PDA

View Full Version : Names that confuse websites and automated systems in real life



LaRoza
October 11th, 2008, 06:02 PM
Names that follow the common pattern of a [A-Z][a-z]* are common and usually don't have any issues. The rest of us, on the other hand, go through life with our names being mangled.

Now, there are those names which don't fit that pattern. They have spaces. Two or more capital letters. A lowercase initial letter. Apostrophe's and other symbols.

My name is like that.
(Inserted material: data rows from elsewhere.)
Issue #450, opened 2017-07-20
Users can see all of their annotations and highlights on a given text


zdavis:
I want to begin putting together a proof of concept view that lists all of a user's annotations for a given text. I don't yet have design for this, so for now let's put something together that is simple and clean, and we can go back and fix it up. To start this, make a new route and corresponding container... let's put it at /reader/text/:id/my/annotations. The view can render in the reader, and it'll have a list of all annotated passages (maybe using the green style we see in the drawer) and whatever the user wrote about it below.

We'll probably want additional takes on this in the future. For example, I might want to see all my annotations for a given section, for a given text, and for a given project — so think about how to abstract the props to make this component more reusable.

SMaxOwok:
@zdavis, I've added a PR for this.

The annotations can be seen at `/read/:text_id/user/:user_id/annotations`. Right now, any user can view another user's annotation list, but only the creator can edit or view replies.  I wasn't totally sure if the list itself was something we wanted only the creator to be able to see or not.  It can be easily changed to that, if that's the case.

I kept the component props to a list of annotations and dispatch.  Any container that uses the list component can specify an annotation filter (for current implementation it defaults to ones for that text).  Additionally if there is an overall user profile page with all annotations, adding a filter method will be easy.

Let me know how you think it looks.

So, I get a lot of mail mis-spelling my name, websites that say my name is invalid, and other confusion.

We don't need to share names, but it may help the victims of the ever ending mis-spelled name to have a place to vote about it :-)

Poll is multi-choice.

Canis familiaris
October 11th, 2008, 06:10 PM
I am not sure of what this question means exactly.

But if you are asking which part of the nick which servers tend to reject often it is in my case the:
The underscore (_)

(particularly I remember Google)

LaRoza
October 11th, 2008, 06:12 PM
I am not sure of what this question means exactly.

But if you are asking which part of the nick which servers tend to reject often it is in my case the:
The underscore (_)

(particularly I remember Google)

No, I mean real names.

In my real name, I get it rejected constantly and it is constantly mangled.

Canis familiaris
October 11th, 2008, 06:33 PM
No, I mean real names.

In my real name, I get it rejected constantly and it is constantly mangled.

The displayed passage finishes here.